Pembantu Presiden Pembantu Presiden Untuk Negeri Tito Karnavian mengatakan, ASN kementeriannya yang mau pindah Hingga Ibu Kota Nusantara (IKN) disebut petarung. Foto/Istimewa
Tito juga menyebut bahwa perpindahan ASN-nya Hingga IKN seperti tes Untuk kenaikan jabatan.
“Insentifnya adalah Untuk saya, inilah test case tempat promosi, sama saja. Yang mau-mau ini orang-orang petarung berarti kan,” kata Tito Untuk keterangannya Hingga IKN, Rabu (5/6/2024).
Tito menceritakan, dulu Pada dirinya ingin menjadi Kapolri harus melewati tes Di bertugas Hingga Lokasi-Lokasi Di konflik berat.
“Ini test case sama seperti saya dulu kalau Karena Itu Kapolri Hingga Lokasi-Lokasi berat, konflik, Hingga Poso, Hingga Papua itu Karena Itu prioritas Untuk saya. Sukses, naik, sukses, naik,” kata Tito.

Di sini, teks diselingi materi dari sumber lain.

PR #4550, opened 2018-06-21
Adds SwitchNavigator to react-navigation-web

jpaas:
Adds the SwitchNavigator for web since it does not have a view, it is portable.


ericvicenti:
Looks great, thanks for the fix!

PR #4551, opened 2018-06-22
Adds getNavigation to web exports

jpaas:
getNavigation is a core export. Hard to make web work without it.


ericvicenti:
Thanks!

PR #4559, opened 2018-06-22
Improve changelog format

rodrigobdz:
Bug fixes should be listed in the "Fixed" section instead of "Changed" according to [keepachangelog](https://keepachangelog.com/en/1.0.0/#how).


brentvatne:
thanks for being on top of this!

PR #4561, opened 2018-06-23
Fix changelog format

rodrigobdz:
Newest version 2.5.1 was not shown as a link because declaration at the bottom was missing.


brentvatne:
fixed this already in another commit, oops :)

PR #4586, opened 2018-06-27
Clean up PlatformHelpers

ericvicenti:
This hack had previously been required for old versions of react native and react-native-web

Now it just causes troubles because new versions of react-native-web do not export `BackAndroid` at all

### DIFF
--- a/src/PlatformHelpers.native.js
+++ b/src/PlatformHelpers.native.js
@@ -1,9 +1,0 @@
-import {
-  BackAndroid as DeprecatedBackAndroid,
-  BackHandler as ModernBackHandler,
-  MaskedViewIOS,
-} from 'react-native';
-
-const BackHandler = ModernBackHandler || DeprecatedBackAndroid;
-
-export { BackHandler, MaskedViewIOS };
--- a/src/PlatformHelpers.web.js
+++ b/src/PlatformHelpers.web.js
@@ -1,6 +1,0 @@
-import React from 'react';
-import { BackHandler, View } from 'react-native';
-
-const MaskedViewIOS = () => <View>{this.props.children}</View>;
-
-export { BackHandler, MaskedViewIOS };
--- a/src/createNavigationContainer.js
+++ b/src/createNavigationContainer.js
@@ -1,8 +1,7 @@
 import React from 'react';
-import { AsyncStorage, Linking, Platform } from 'react-native';
+import { AsyncStorage, Linking, Platform, BackHandler } from 'react-native';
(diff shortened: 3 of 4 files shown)


brentvatne:
I think we need to keep this file for things like MaskedViewIOS, no?

Kif11:
@ericvicenti I don't think it is true. MaskedViewIOS is still  `const MaskedViewIOS = UnimplementedView;` and there is no component in [exports](https://github.com/necolas/react-native-web/tree/b195f2b1f507a211f03beef4fa9931c5428ce0ac/packages/react-native-web/src/exports) for it.

Can we put this fix back?

 "react-native-web": "^0.8.7",

remohammadi:
```
ERROR in ./node_modules/react-navigation/src/views/Header/Header.js
Module not found: Error: Can't resolve 'react-native-web/dist/exports/MaskedViewIOS'
```

```
react-navigation@^2.6.2:
  version "2.6.2"
  resolved "https://registry.yarnpkg.com/react-navigation/-/react-navigation-2.6.2.tgz#a8fdb69c5876698f7e58c5a3962a78ba24bb2058"

react-native-web@^0.8.8:
  version "0.8.8"
  resolved "https://registry.yarnpkg.com/react-native-web/-/react-native-web-0.8.8.tgz#65e7fd866d26eacbeebe6de53fa106df2b11a2de"
```

I don't get the error with `2.5.5`.

brentvatne:
https://github.com/necolas/react-native-web/blob/b195f2b1f507a211f03beef4fa9931c5428ce0ac/packages/react-native-web/src/index.js#L84

it looks like it's there?

remohammadi:
Yes, but I don't know why it's trying to find it among `exports/*`. Maybe it's related to the way `react-native` is aliased to `react-native-web` in webpack config. 🤔

I should note that I initialized my project a few hours ago with this command:
```
create-react-native-app my_project --with-web-support
```

And upgraded the `react-native-web` package when I saw the error while calling `yarn web`, after I had added the `createStackNavigator` import. Upgrading didn't helped. I removed the `node_modules` and `yarn install`ed to be sure that there is nothing left from the old `react-native-web`, and it also didn't help.

jstacoder:
@brentvatne i am getting the same error as @remohammadi when using the latest version of react-navigation: `^2.12.0`

jstacoder:
@brentvatne @remohammadi  i was able to get it working by installing `babel-plugin-react-native-web` and adding this to my `.babelrc`: 

```json
"plugins": [
    ["react-native-web", {commonjs: true}]
  ],
```

Issue #4185, opened 2018-05-10
Nested Navigator self setParams not working when a subScreen is above its stack


kevinscience:
### Current Behavior

Suppose I have:

TabNavigator: Main
- Screen: A
- Screen:B

StackNavigator:Root
- Screen:Main
- Screen:C

In Screen A, I have 
```
setTitle(){
        console.log('setTitle called');
        this.props.navigation.setParams({title:'Went to C'})
    }
```
will be pass to Screen C and will be called in Screen C as a callback function.
But, The fact is that, when Screen C is on, setParams in Screen A is not working.

### Expected Behavior

`this.props.navigation.setParams({title:'Went to C'})` is working in any circumstances.

### How to reproduce

I have made a sample project to reproduce the bug
https://snack.expo.io/HkoCblM0z

When one press the button on Screen A, it navigate to Screen C, there is a callback function called in Screen C's constructor. But it's not working. Nothing happened.
please see the log on console. 

### Your Environment

| software         | version
| ---------------- | -------
| react-navigation | 1.5.12
| react-native     | 0.55.2
| node             | 8.11.1
| npm or yarn      | 5.6.0

brentvatne:
repro'd this issue on 2.0 as well: https://snack.expo.io/rkSZTDXJm

fredriksebek:
I initially thought it was due to API changes, but didn't find anything that stood out. Happy I found this post or else I would have gone crazy. Happy you are able to reproduce it @brentvatne!

normdoow:
I am having a similar issue to this. I have a StackNavigator nested inside a DrawerNavigator. Stacks set up like this...
```
const innerDrawerStack = StackNavigator({
    Home: { screen: Menu },
    CardsView: { screen: CardsView },
    Feedback: { screen: FeedbackView }
}, {
    navigationOptions: ({navigation}) => ({
        headerLeft: <HamburgerButton navigation={ navigation } />,
        headerStyle: {
            backgroundColor: colors.primaryColor,
        },
        headerTitleStyle: {
            fontWeight: 'bold',
            fontSize: 16,
            color: 'white'
        },
        gesturesEnabled: false
    }),
    initialRouteName: 'Home'
})

const DrawerStack = DrawerNavigator({
    InnerStack: { screen: innerDrawerStack } //inner drawer stack adds the header since drawers don't have a header
},{ contentComponent: CustomDrawerView })
```

[...]

PR #4587, opened 2018-06-27
Delegate to child routers for more than just the top screen in the stack

brentvatne:
## Motivation

This fixes https://github.com/react-navigation/react-navigation/issues/4185. It seems like it was an oversight to only try to, uh, bubble down actions to the child router of the active screen in the stack.

## Test plan

I ran the example from https://github.com/react-navigation/react-navigation/issues/4185 against this and it fixed the issue.

### DIFF
--- a/src/StateUtils.js
+++ b/src/StateUtils.js
@@ -133,10 +133,15 @@ const StateUtils = {
    * Replace a route by a key.
    * Note that this moves the index to the position to where the new route in the
    * stack is at. Does not prune the routes.
+   * If preserveIndex is true then replacing the route does not cause the index
+   * to change to the index of that route.
    */
-  replaceAt(state, key, route) {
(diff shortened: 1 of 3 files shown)


src/StateUtils.js
```diff
@@ -133,10 +133,15 @@ const StateUtils = {
...
    * stack is at. Does not prune the routes.
+   * If preserveIndex is true then replacing the route does not cause the index
+   * to change to the index of that route.
    */
-  replaceAt(state, key, route) {
+  replaceAt(state, key, route, preserveIndex = false) {
     const index = StateUtils.indexOf(state, key);
-    return StateUtils.replaceAtIndex(state, index, route);
+    const nextIndex = preserveIndex ? state.index : index;
+    let nextState = StateUtils.replaceAtIndex(state, index, route);
```
ericvicenti: wouldn't this be a const?

Issue #4092, opened 2018-04-30
Option to force the header view in iOS to be rendered like Android (left-aligned) and vice versa


afshin-hoseini:
Is it possible to force the stack navigator's header on iOS to be rendered as like as what it appears on Android?

I applied this headerTitleStyle:

```
{
    fontFamily : "fontName",
    textAlign : 'left',
    position : 'absolute',
    top : 0, left : 20 , right:20, bottom:0,
    backgroundColor : 'red'
}
```

And everything went well except the headerBack min width.

**The result without back button**
![withoutbackbtn](https://user-images.githubusercontent.com/15011928/39420379-91688f6c-4c79-11e8-839b-49f3498324ab.png)

**The result width back button**
![withoutbackbtn](https://user-images.githubusercontent.com/15011928/39420445-dcaf6dd8-4c79-11e8-970f-781198e04e83.png)

My problem is the min width of back button. Is there any solution to change this min width?

pzatorski:
Hey @afshin-hoseini I am not sure but I think the only way that you can change the 'back button' it that you can create your own one. You can do it by adding component to `headerLeft` key in `navigationOptions`. If you set the `headerLeft: null` then it wouldn't return the 'back button' at all.

brentvatne:
hi there! I think this is an important feature for us to add - it should be easy to set the header mode to use the android style of header on ios.

brentvatne:
related: https://github.com/react-navigation/react-navigation/issues/3677

brentvatne:
have a WIP PR open for this, will hopefully land it soon

brentvatne:
done in #4588, check out react-navigation@2.9.1

pzatorski:
Great work @brentvatne !

PR #4588, opened 2018-06-28
Add headerLayoutPreset option to stack

brentvatne:
## Motivation

https://github.com/react-navigation/react-navigation/issues/4092

- `headerLayoutPreset: 'center' | 'left'` to provide an easy solution for [questions like this](https://github.com/react-navigation/react-navigation/issues/4615).
- `headerBackTitleEnabled` - this configuration option for stack navigator allows you to force back button titles to either be rendered or not (if you disagree with defaults for your platform and layout preset).
- Also fixes https://github.com/react-navigation/react-navigation/issues/3955

### DIFF
--- a/CHANGELOG.md
+++ b/CHANGELOG.md
@@ -6,6 +6,13 @@ The format is based on [Keep a Changelog](http://keepachangelog.com/en/1.0.0/)
 and this project adheres to [Semantic Versioning](http://semver.org/spec/v2.0.0.html).
 
 ## [Unreleased]
+### Added
+- `headerLayoutPreset: 'center' | 'left'` to provide an easy solution for [questions like this](https://github.com/react-navigation/react-navigation/issues/4615).
+- `headerBackTitleEnabled` - this configuration option for stack navigator allows you to force back button titles to either be rendered or not (if you disagree with defaults for your platform and layout preset).
+
+### Fixed
+- Android back button ripple is now appropriately sized (fixes [#3955](https://github.com/react-navigation/react-navigation/issues/3955)).
+
 
 ## [2.8.0] - [2018-07-19](https://github.com/react-navigation/react-navigation/releases/tag/2.8.0)
 ### Added
--- a/examples/NavigationPlayground/js/SimpleStack.js
+++ b/examples/NavigationPlayground/js/SimpleStack.js
@@ -10,7 +10,7 @@ import type {
 } from 'react-navigation';
 
 import * as React from 'react';
-import { ScrollView, StatusBar } from 'react-native';
+import { Platform, ScrollView, StatusBar } from 'react-native';
 import {
   createStackNavigator,
   SafeAreaView,
@@ -23,6 +23,8 @@ import invariant from 'invariant';
 import SampleText from './SampleText';
 import { Button } from './commonComponents/ButtonWithMargin';
 import { HeaderButtons } from './commonComponents/HeaderButtons';
+
+const DEBUG = false;
 
 type MyNavScreenProps = {
   navigation: NavigationScreenProp<NavigationState>,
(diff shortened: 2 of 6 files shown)


ahmetabdi:
@brentvatne Is this in 2.9.1? I have it in my stack navigator but it is not positioned to the left.

```
navigationOptions: () => ({
      headerTransparent: false,
      title: 'Settings',
      headerLeft: SettingsIcon,
      headerLayoutPreset: 'left',
}),
```

brentvatne:
it is not part of `navigationOptions`, you need to use it in the stack config

ahmetabdi:
Oh thanks

giantss:
@brentvatne  I always feel that the `headerLayoutPreset` configuration item should belong to `navigationOptions`.

brentvatne:
feel free to open a rfc to explain why you think that is the case: https://github.com/react-navigation/rfcs

arsenalol69:
Can you updata Typescript definition ? Because TSLint can't find your new param :/

brentvatne:
@arsenalol69 https://github.com/react-navigation/react-navigation/pull/5276

jcbertolucci:
> it is not part of `navigationOptions`, you need to use it in the stack config

that saved my life

danielsotopino:
> @brentvatne I always feel that the `headerLayoutPreset` configuration item should belong to `navigationOptions`.

I feel the same

danielsotopino:
I wouldn't be able to tell you how because i haven't read the code of react-navigation but the why is quite simple since many of the header styling can be done on navigationOptions.

I'll check the code later if i can, would be interesting to help on this.

eleallegue:
I am dealing with the same problem and I feel same way. I think that in my case for example, I just want to have one header in the whole app and I want to center the name and so I have no header configuration anywhere. The only config of stack I have is the bottom navigation, so now I just cannot center the title unless I use a dirt solution that is leaving blank the headerLeft with a View component.

esr360:
Don't know what an rfc is, but from a Developer Experience point of view, at least to me (as an inexperienced newbie), I agree it seems to make more sense for `headerLayoutPreset` to be part of `navigationOptions`.

esr360:
For me it makes sense because I am calling `navigationOptions` on each screen, and have control of the navigation where I am using it. Setting the alignment of the navigation title seems like an option of the navigation rather than an option of the stack. I think it's feasible that different screens could potentially have different layout requirements.

As I'm a newbie, the only transitioning I've actually seen of screens is slide/fade animations so in that scenario at least it wouldn't have an impact.

enderandpeter:
Would someone mind taking a look at this again? From what I am seeing the `headerLayoutPreset: 'center'` stackConfig setting is not centering the header title on Android. I'm having to use [a workaround](https://github.com/react-navigation/react-navigation/issues/4615#issuecomment-402012158) instead.

andywu0408:
const MainStack = createStackNavigator({
    ......
    ......
},
{
  headerLayoutPreset: 'center'
});


Adding it into stackConfig works for me on both iOS and Android.

andywu0408:
const StackNavigator = createStackNavigator({
    screen: MyScreen,
navigationOptions: {
    title: 'MyTitle'
}
},
{
    headerLayoutPreset: 'center'
});

Adding it into stackConfig works for me on both iOS and Android.

elie222:
Thanks @andywu0408. I ran into this issue myself recently. The issue is that it's not part of `navigationOptions` or `defaultNavigationOptions`. It works as in the Andy's example.

radupm:
Since React navigation 5 use [headerTitleAlign](https://reactnavigation.org/docs/stack-navigator/#headertitlealign):

`  defaultNavigationOptions: {
      title: 'Centered',
      headerTitleAlign: 'center'
  }`

Defaults to `center` on iOS and `left` on Android.

hadpro24:
You can go this link : https://reactnavigation.org/docs/stack-navigator/#headertitlealign

marcvangend:
Documentation for version 6: https://reactnavigation.org/docs/elements/#headertitlealign

PR #4590, opened 2018-06-28
Routers: Deep Linking Overhaul

ericvicenti:
This fixes a number of deep linking issues. Primarily:

- Stack router no longer attempts to parse query params within path handling
- Switch router now has exact same param treatment for URLs as stack router does


brentvatne:
nice work!

PR #4632, opened 2018-07-03
Added withNavigationDebounce and added NavigationUtility which will support with functionalities which are required when redux integration is removed

sinhashubham95:
**NavigationUtility**
The intention behind adding this utility is the requirements that arise when the redux integration has been removed like dispatching actions and getting the navigation state at any component despite the fact that it has the navigation prop. Other requirements that are fulfilled through this utility are getting the current route or key, searching for any route or key and getting the key to the route next to the route name specified (which is used in a go back).

**withNavigationDebounce**
This is a HOC which has the same navigation methods debounced with the wait time passed as a parameter. This requirement could have been fulfilled through the redux integration using which we had a chance to change the navigation state at our end manually, but with the removal of redux integration, this can be used as an alternative.

### DIFF
--- a/flow/react-navigation.js
+++ b/flow/react-navigation.js
@@ -751,15 +751,10 @@ declare module 'react-navigation' {
   };
 
   declare export var NavigationUtils: {
-    setNavigatorReference: (navigator?: {
-      dispatch?: Function,
-      state?: { nav?: Object },
-    }),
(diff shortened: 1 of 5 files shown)


brentvatne:
I don't think we want to add this to core, but you could release it as a standalone library on npm just fine for anyone who would like this!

“Ini sama, saya sudah buka kemarin Kemendagri kan hampir 6.000-an ya karyawannya ya. Itu sudah hampir 200 rebutan Hingga sini. Dan saya sendiri, saya sangat siap Untuk gelombang yang pertama,” tambahnya.
Tito mengatakan, Kementeriannya sudah sangat siap Untuk pindah Hingga IKN. Akan Tetapi, dirinya tidak memaksakan Untuk ASN-nya Untuk pindah.
“Nah saya atur kementerian saya, Kemendagri, kami udah siap,” kata Tito.
“Kita juga meminta juga. Kita engga mau paksa, yang mau (pindah) yang mau. Lantaran ya salah satu rangsangan kita kepada mereka Hingga sini bahwa Untuk yang punya Penghayatan Terbaru,” ujarnya.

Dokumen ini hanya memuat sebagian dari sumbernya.